To understand why we need to understand the special nature of containerized cargo. This is the type of stuff that is not so time sensitive or small that it can economically fly, but is of sufficient value and lightness that it can be shipped relatively cheaply and still be competitively sold at its destination. Inbound containerized cargo to the United States is often consumer goods manufactured in Asia. Outbound cargo is typically specialty products or niche materials. In Oregon, examples might be specialty cedar boards for Japanese sauna construction, pallets of Christmas trees headed to Hawaii, or a couple truckloads of Hazelnuts going to China.

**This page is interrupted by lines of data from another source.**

PR #7567, opened 2019-03-02
Drupal Security Updates for DS Indonesia

mirie:
#### What's this PR do?
Well, I went to update the services module to 3.23 when I realized that I neglected to update the `intl-sites` branch with the last set of changes. So this PR has the changes from before the final Pantheon switch and also the services module update.

Updates are as follows:
- Update Drupal Core to 7.64
- Fixed install hook for `dosomething_mbp.install`
- Other security module updates: blockreference, entityconnect, google_analytics, link

Also updates the docksal command for pushing to Pantheon. There were some missing files that weren't being copied over to the temporary pantheon build directory from drops 7.

### DIFF
--- a/.docksal/commands/push-to-pantheon
+++ b/.docksal/commands/push-to-pantheon
@@ -19,6 +19,12 @@ rm -rf pantheon-codebase/*
 cp -r web/* pantheon-codebase
 
 git clone git@github.com:pantheon-systems/drops-7.git
+cp -r drops-7/includes pantheon-codebase/
+cp -r drops-7/modules pantheon-codebase/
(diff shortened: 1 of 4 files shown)


mshmsh5000 (approved):
One question: The `drops-7` repo [specifies PHP 7.2 as default](https://github.com/pantheon-systems/drops-7/blob/default/pantheon.upstream.yml#L6), but I've seen issues with 7.2 on the US site—in fact, recently saw issues with 7.1 as well. What is Indo running on?

mirie:
@mshmsh5000 Mike C. ran into the same problem and had to downgrade back to 7.1 too

PR #7399, opened 2022-04-29
doc: improvements to config option doc generation from schema

dbkinder:
Reduce expression complexity when searching for applicable-vms and views
annotations and increase ancestor search distance.

Don't sort glossary options to more closely mimic order found in the
configurator.


acrnsi:

PR #7403, opened 2022-05-03
doc: remove obsolete (and orphaned) docs

dbkinder:
We removed some documentation from the table of contents but left them
around in the published documentation.  All of these documents are
obsolete and haven't been updated since they were last validated on
earlier versions of ACRN.  (They all can still be referenced in the
older version archives if needed.)


acrnsi:

amyreye (approved):

PR #7404, opened 2022-05-05
doc: fix the make configurator fails issue

weichenli-intel:
The current code need python3.8-venv to build some modules, so we
should add these requirement to "Getting Started Guide".

This patch modify the getting-started.rst to generate new guide.

### DIFF
--- a/doc/getting-started/getting-started.rst
+++ b/doc/getting-started/getting-started.rst
@@ -132,6 +132,7 @@ To set up the ACRN build environment on the development computer:
            libusb-1.0-0-dev \
            python3 \
            python3-pip \
+           python3.8-venv \
            libblkid-dev \
            e2fslibs-dev \
            pkg-config \


acrnsi:

doc/getting-started/getting-started.rst
```diff
@@ -132,6 +132,7 @@ To set up the ACRN build environment on the development computer:
            libusb-1.0-0-dev \
            python3 \
            python3-pip \
+           python3.8-venv \
```
amyreye, line 135: @weichenli-intel Line 409 below has python3-venv. Do we need both python3-venv and python3.8-venv? If we only need one, which is better?

weichenli-intel: python3.8-venv is better.

dbkinder (approved):

Issue #7405, opened 2022-05-05
 add schema check for cpu_affinity


liuhang-bit:
[External_System_ID] ACRN-8896

PR #7406, opened 2022-05-05
config tool: add schema check for cpu_affinity

liuhang-bit:
cpu_affinity is required field for non-service vm,
add the check in case user misconfig it.

Tracked-On: #7405


acrnsi:

NanlinXie (approved):

Issue #7402, opened 2022-05-03
[acrn-deb] install board_inspector overwrites grub cmdline


izhouwu:
Expected result

append to default grub cmdline:

 

GRUB_TERMINAL="console serial"
GRUB_SERIAL_COMMAND="serial --speed=115200 --unit=0 --word=8 --parity=no --stop=1"
GRUB_CMDLINE_LINUX=""
GRUB_CMDLINE_LINUX_DEFAULT="quiet splash console=tty0 console=ttyS0,115200 idle=nomwait iomem=relaxed intel_idle.max_cstate=0 intel_pstate=disable”
GRUB_TIMEOUT=20
   
 

Actual result

overwrit default grub cmdline:

 

root@acrn-NUC11TNHi5:/tmp# cat  /etc/default/grub|grep -vE "^#|^$"
GRUB_DISTRIBUTOR=`lsb_release -i -s 2> /dev/null || echo Debian`
GRUB_TERMINAL="console serial"
GRUB_SERIAL_COMMAND="serial --speed=115200 --unit=0 --word=8 --parity=no --stop=1"
GRUB_CMDLINE_LINUX=""
GRUB_CMDLINE_LINUX_DEFAULT="quiet splash idle=nomwait iomem=relaxed intel_idle.max_cstate=0 intel_pstate=disable"
GRUB_TIMEOUT=20
 

Reproduce rate

100%

izhouwu:
[External_System_ID] ACRN-8888

NanlinXie:
Closed with no regression.

PR #7417, opened 2022-05-06
config-tools: board_inspector deb appends kernel CMDLINE

izhouwu:
Currently installing board_inspector deb would overwrite the grub
default kernel CMDLINE GRUB_CMDLINE_LINUX_DEFAULT. This could lose
some useful kernel args configured by user.

This patch is to change the 'overwrite' operation to 'append'.

Simply appending new CMDLINE to GRUB_CMDLINE_LINUX_DEFAULT could
not work. We need to remove duplicated args, and keep the args in
its origin order.

Tracked-On: #7402


acrnsi:

NanlinXie (approved):

Issue #7400, opened 2022-05-02
[acrn-configuration-tool][acrn-deb] grub is not update correctly after install the acrn-deb


zhangqiang4:
Steps:
1. install partitioned acrn deb
2. reinstall shared acrn deb on sos:

apt install ./acrn-adl-s-crb-shared.deb --reinstall

3. check the grub.cfg.

Expected result:
3. Should not see ACPI module entry from the grub.cfg.

Actual result:
3. Though we reinstalled the shared acrn deb, we can still see the ACPI bin for partitioned ACRN is written to the grub.cfg.

Reproduce rate:
100%

zhangqiang4:
[External_System_ID] ACRN-8850

NanlinXie:
Close with no regression.

PR #7427, opened 2022-05-06
misc: deb: Fix the ServiceVM kernel line in ACRN grub entry

zhangqiang4:
After replacing partitioned ACRN deb with shared deb, the stale
multiboot module for ACPI1.bin was left in ACRN grub entry because it
was taken as kernel image.

Tracked-On: #7400
Signed-off-by: Calvin Zhang <calvinzhang.cool@gmail.com>


acrnsi:

Issue #7424, opened 2022-05-06
[config_tool] Virtual USB HCI should be a dropdown menu


zhangqiang4:
To help generate launch script about USB mediator devices,
Virtual USB HCI should be a dropdown menu in Configurator:

droplist: 
<bus number-port number>

data format:xhci,1-2,2-2

zhangqiang4:
[External_System_ID] ACRN-8822

NanlinXie:
Close with no regression.

PR #7428, opened 2022-05-06
misc: configurator: Config usb mediator devices in dropdown list

zhangqiang4:
Support detecting connected usb devices in board_inspector and list them
in the usb mediator configuration menu.

Tracked-On: #7424
Signed-off-by: Calvin Zhang <calvinzhang.cool@gmail.com>

### DIFF
--- a/misc/config_tools/board_inspector/extractors/95-usb.py
+++ b/misc/config_tools/board_inspector/extractors/95-usb.py
@@ -1,0 +1,33 @@
+# Copyright (C) 2022 Intel Corporation. All rights reserved.
+#
+# SPDX-License-Identifier: BSD-3-Clause
+#
+
+import os, re
+
+from extractors.helpers import add_child, get_node
+
+USB_DEVICES_PATH = "/sys/bus/usb/devices"
+USB_DEVICES_REGEX = r"^\d-\d$"   # only devices connecting to root hub
+
+def extract(args, board_etree):
+    dev_regex = re.compile(USB_DEVICES_REGEX)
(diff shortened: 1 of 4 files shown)


misc/config_tools/board_inspector/extractors/65-usb.py
```diff
@@ -0,0 +1,33 @@
...
+
+import os, re
+
+from extractors.helpers import add_child, get_node
+
+USB_DEVICES_PATH = "/sys/bus/usb/devices"
+USB_DEVICES_REGEX = r"^\d-\d$"   # only devices connecting to root hub
+
+def extract(args, board_etree):
+    usb_devices_node = get_node(board_etree, f"//usb_devices")
```
junjiemao1, line 14: Physical devices that can be enumerated shall be put under the "devices" node rather than creating a new one.

For USB devices, get the BDF of the controller via the real path and append the devices under the corresponding node that has been created by the PCI extractor.

zhangqiang4: Put it under the PCI device or under the exact acpi port device ?

junjiemao1: Is there any standard identifier of such ACPI port devices, or any standard approach to get such identifiers? If it is model specific, you can put those devices under the PCI device directly. Otherwise under the ACPI port device is my preference, but the former is still acceptable considering schedule constraints.

junjiemao1 (approved):

NanlinXie (approved):

PR #7433, opened 2022-05-07
Acrn edid fix

yakuizhao:
Now the function of edid_generate has some problems in constructing
the detailed_timing_block and standard mode blocks, which causes that
too few modes are parsed from EDID in guest_vm.

This patch set tries to fix the incorrect logic in EDID
detailed_timing_block and standard mode blocks so that the guest_vm
can parse the correct modes from EDID.


acrnsi:

ywan170 (approved):

PR #7437, opened 2022-05-07
config_tools: bug fix for virtio

Kunhui-Li:
1. Add logic for virtio_framework in launch script.
    If the user select "Kernel based (Virtual Host)" in virtio_framework entry, the "vhost" string will be added to the dm parameter.
2. Update the text format of backend_device_file.
    Currently, the “backend_device_file” entry is a text combination of the elements `//device-classes/inputs/input/name` and `//device-classes/inputs/input/phys`. The format <name>:<phys> is shown in UI and the generated launch scripts.
    However, we find ":" in some device physical path in adl-s-crb platform, this will result in script can't correctly distinguish <name> and <phys> by a colon. And we are not sure if colon will be found in the name variable in the future.
    So this patch updates the text format of backend_device_file to "Device name: xxx, Device physical path: xxx", and the new text format will be shown in the UI and the generated launch script.


acrnsi:

NanlinXie (approved):

Issue #7442, opened 2022-05-09
[config_tool] Tooltip runs off screen


izhouwu:
The tooltip box length is some times tool long. It could longer than window size.

izhouwu:
[External_System_ID] ACRN-8841

NanlinXie:
Closed with no regression.

PR #7446, opened 2022-05-10
config-tools: limit the tooltip box max-width

izhouwu:
The tooltip box's default width is inconsistent with the screen width.
It could run off the configurator window when the tooltip text is long.
Limit it to 50%.

Tracked-On: #7442


acrnsi:

PR #8272, opened 2022-10-28
doc: handle anonymous complex types in XML schema

junjiemao1:
The schema of scenario XMLs uses both named and anonymous complex types, but the configdoc.xsl today only works for named complex types. That causes improper rendering of config items related to virtio devices (whose schema uses anonymous types) as well as wrong applicable VM icons which states that virtio devices apply to not only post-launched VMs but also pre-launched and service VM, which does not make sense.

This patch improves configdoc.xsl by adding support of anonymous complex types so that they are walked through in the same way as named ones.


dbkinder (approved):
Yep, looks better with this fix.

PR #8273, opened 2022-10-28
update ubuntu version from 20.04.5 to 22.04.1 in GSG document

zhangrouyu:
update ubuntu version and remove the python3.8-venv.
ubuntu22.04 installs python3.10 by default, and an error will be reported when installing python3.8-venv.

Signed-off-by: zhangrouyu <rouyu.zhang@intel.com>


doc/getting-started/getting-started.rst
```diff
@@ -119,7 +119,7 @@ To set up the ACRN build environment on the development computer:
 
       sudo apt install -y gcc git make vim libssl-dev libpciaccess-dev uuid-dev \
            libsystemd-dev libevent-dev libxml2-dev libxml2-utils libusb-1.0-0-dev \
-           python3 python3-pip python3.8-venv libblkid-dev e2fslibs-dev \
+           python3 python3-pip libblkid-dev e2fslibs-dev \
```
gvancuts, line 122: Does that mean to Python venv is already being installed although not explicitly mentionned in the list?

dbkinder: On a clean Ubuntu 22.04 system, Python venv is not installed and won't be after this list of packages is installed.  Python venv was only used for building the configurator, which we don't require the user to do any more.

dbkinder (approved):
LGTM, thanks.

PR #8281, opened 2022-11-02
Disable PMU passthrough in release mode

liuhang-bit:
ACRN v2.6 introduces PMU passthrough to RT VMs which have 
LAPIC passthrough enabled, which is mainly for performance 
profiling purposes at development time only. As of now there
 is no foreseeable use case that require PMU in production.

This patch series makes that mechanism effective only in debug
builds to avoid potential side effects in production environments.


NanlinXie (approved):
Approved for configtool part

lifeix (approved):

szhen11:
start to run premerge test

PR #8283, opened 2022-11-02
misc: rename common.py to avoid private library conflict

weichenli-intel:
The offline tool use a utility libary and use "common" to named it, this name conflict with some customer's local library, so we rename it to a better and clear name.

Tracked-On: #6690


misc/config_tools/acpi_gen/asl_gen.py
```diff
@@ -669,8 +669,8 @@ def gen_dsdt(board_etree, scenario_etree, allocation_etree, vm_id, dest_path):
             bus_number = int(m.group(1), 16)
             bdf = f"{bus_number:02x}:{device_number:02x}.{function_number}"
             address = hex((device_number << 16) | (function_number))
-            device_node = common.get_node(f"//bus[@address='{hex(bus_number)}']/device[@address='{address}']", board_etree)
-            alloc_node = common.get_node(f"/acrn-config/vm[@id='{vm_id}']/device[@name='PTDEV_{bdf}']", allocation_etree)
+            device_node = acrn_config_utilities.get_node(f"//bus[@address='{hex(bus_number)}']/device[@address='{address}']", board_etree)
+            alloc_node = acrn_config_utilities.get_node(f"/acrn-config/vm[@id='{vm_id}']/device[@name='PTDEV_{bdf}']", allocation_etree)
```
junjiemao1, line 673: For methods like `get_node` which are commonly used throughout a script, how about using `from acrn_config_utilities import get_node` instead so that we can invoke it without repeating `acrn_config_utilities.` every time we use it?

weichenli-intel: I have update.

szhen11:
start to run premerge test

junjiemao1 (approved):

NanlinXie (approved):

PR #8285, opened 2022-11-02
doc: Upgrade RT kernel to 5.15 in sample app guide

NanlinXie:
doc: Upgrade RT kernel to 5.15 in sample app guide

Signed-off-by: Xie, nanlin <nanlin.xie@intel.com>


dbkinder (approved):
OK, but we'll need to update these checkout tags for the actual v3.2 release

Issue #8303, opened 2022-11-10
Confusion about the daily tag in ACRN version


6ZhangWei:
I have build the ACRN Hypervisor based on the Release v3.0.1. I have used this command to clone the ACRN repo:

Containerized cargo, because it is relatively light and of higher value, is very mobile. Outbound loads will go to the port where shipping companies can offer the fastest transit time to the final destination for the least cost, and that recipe usually means that containers end up shipping in and out where other containers already are, since competition breeds lower costs. It also means that containers tend to go to those ports that are closest to their final destinations, thus reducing transit times. This is why goods heading to Europe typically are trucked or carried by railways to Eastern ports, while goods heading to Asia typically go west to Pacific ports.
So far, you’d think, so good for Portland. Since we are a Pacific port, we’re closer to Asia. But so are all the other ports of the U.S. West Coast. This is were port competitiveness begins. Note that when Hanjin announced its pull out from Portland, the Puget Sound Business Journal treated it as good news: container traffic lost in Portland would likely relocate to Puget Sound ports. In the American shipping world, what is bad for one port is good for all the others.
To compete, each port has its unique characteristics. Portland, along with there ports of the lower Columbia River, has a geographic advantage by being at the mouth of the Columbia River Gorge, the only water-level route through the Cascade-Sierra divide. This makes these ports naturally strong for handling bulk materials, where mobility is heavily restricted by weight and a high shipping cost. According to statistics published by the Port of Portland, Portland Harbor — which includes both the Port of Portland and several private terminals along the Willamette River — is “the largest wheat export port in the United States, the largest mineral export port on the U.S. West Coast, and the 4th largest export tonnage port on the U.S. West Coast.”
Container traffic is, however, highly mobile. Portland is located 100 miles away from the ocean, up a river with a relatively shallow depth (43 feet) and that must be dredged, and on the other side of one of the most treacherous river bars in the world. Put another way, to serve Portland, you have to have a reason to spend the extra time, money, and risk to reach it. All that grain can’t easily or cheaply move elsewhere, but containers — especially if they trucking in anyway and are not being filled directly from Portland producers — can fairly easily and cheaply end up at other ports.
And over the last half-century, that’s exactly what has happened. Railroads, truckers, and shipping lines have all contributed to the development of major container traffic at every major port of the U.S. Pacific Coast–except for Portland. No labor agreement or policy change is going to alter this historic trend.